Every line with the string "often" must be copied from the entries below.

Information shown:
-=-=-=-=-
PR #4085, opened 2023-12-20
MSC4085: Improved CS-API Errors

MTRNord:
[Rendered](https://github.com/MTRNord/matrix-doc/blob/patch-4/proposals/4085-improved-cs-api-errors.md)

This is a living document at this time and is expected to take some discussion and time to figure out where there are things to improve and then finding a good error code. (Additionally checking dendrite and conduit aka the younger servers is planned for this)

For those coming by over Christmas/new year time: I likely get around to filling this in around mid January

### DIFF
--- a/proposals/4085-improved-cs-api-errors.md
+++ b/proposals/4085-improved-cs-api-errors.md
@@ -1,0 +1,40 @@
+# MSC4085: Improved C-S-Api Errors
+
+In many places of the specification there currently are no error codes defined for obvious error cases.
+This means that servers have to either decide it on their own, use `M_UNKNOWN` too often or cant handle it
+properly. Additionally this also means that clients often end up preferring to state errors as verbatism
+rather than having ways to show rich errors to users of their application.
+This MSC is trying to improve this by proposing additional errors which can be used by both servers and
+clients to improve the above stated scenarios.
+
+## Proposal
+
+The Proposal focuses on adding error codes to the C-S API primarily. The primary focus is formally defining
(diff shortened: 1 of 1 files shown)


proposals/4085-improved-cs-api-errors.md
```diff
@@ -0,0 +1,40 @@
+# MSC4085: Improved C-S-Api Errors
```
TheArcaneBrony, line 1: I wonder if message *objects* could be standardised? Eg. say you want to attach a stacktrace or code reference (eg. `/src/MyEventHandler.cs:91`) and and other info to the error.
Or should these just be added under namespaced keys?

MTRNord: The spec already does say the messages in errors are meant to be human readable. Imho having stacktraces in them is an anti goal.

TheArcaneBrony: i mean, it could have a message field? though i guess it'd make more sense if stack traces are a separate top level field?

MTRNord: The plan I have is to use the existing format. Stacktraces tbh should be a dedicated MSC as the idea of this one is mostly documenting existing errors used or errors people agreed upon using otherwise.

MTRNord:
I sadly moved on from s2s development due to the complexity of it. Its not reasonable to pursue as a sole maintainer currently. Hence I dont think I am qualified for this MSC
-=-=-=-=-
Response to this exercise:
+This means that servers have to either decide it on their own, use `M_UNKNOWN` too often or cant handle it
+properly. Additionally this also means that clients often end up preferring to state errors as verbatism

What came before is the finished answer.